= GIVEN RECORDS =
Issue #2788, opened 2024-09-30
Cluster with IPv6 leads to agent crash when stealing


aviramha:
Originally from here
https://github.com/metalbear-co/mirrord/issues/2728#issuecomment-2382721602

```
2024-09-30T10:02:38.653317Z TRACE handle_agent_message{Close("Background task `Stealer` failed with `IPTables failed with `code: 2, msg: iptables v1.8.9 (legacy): host/network `fc00:1000::fa24' not found\nTry `iptables -h' or 'iptables --help' for more information.\n``")}: mirrord_intproxy: return=Err(AgentFailed("Background task `Stealer` failed with `IPTables failed with `code: 2, msg: iptables v1.8.9 (legacy): host/network `fc00:1000::fa24' not found\nTry `iptables -h' or 'iptables --help' for more information.\n``"))
```

aviramha:
@sahityacodes does your pod have both ipv6/ipv4 or only ipv6? because if only ipv6 this will be harder to fix.

sahityacodes:
Our pod is deployed with istio proxy container. The main application itself contains IPV4 only, however when deployed in a cluster that supports dual stack configurations, istio proxy can work with both IPv4 and IPv6 I suppose. So, I guess it has both IPv4 and IPv6

aviramha:
Ok so I believe my fix would work for your case :)

PR #2790, opened 2024-09-30
internal proxy now explicitly logs exit errors

aviramha:
This error https://github.com/metalbear-co/mirrord/issues/2788
could've been diagnosed easily given it was marked as an error, and logged by default by the new settings.

### DIFF
--- a/mirrord/cli/src/internal_proxy.rs
+++ b/mirrord/cli/src/internal_proxy.rs
@@ -145,6 +145,9 @@ pub(crate) async fn proxy(watch: drain::Watch) -> Result<(), InternalProxyError>
         .run(first_connection_timeout, consecutive_connection_timeout)
         .await
         .map_err(InternalProxyError::from)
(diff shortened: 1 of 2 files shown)


mirrord/cli/src/internal_proxy.rs
```diff
@@ -145,6 +145,9 @@ pub(crate) async fn proxy(watch: drain::Watch) -> Result<(), InternalProxyError>
         .run(first_connection_timeout, consecutive_connection_timeout)
         .await
         .map_err(InternalProxyError::from)
+        .inspect_err(|e| {
+            tracing::error!("internal proxy exiting: {e:?}");
+        })
```
Razz4780, line 150:
```suggestion
        .inspect_err(|error| {
            tracing::error!(%error, "Internal proxy encountered an error, exiting");
        })
```

Razz4780 (approved):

= PROBLEM =
Counting every line of the records above that has the word "with", state the total and give nothing besides it.

= EXERCISE ANSWER =
3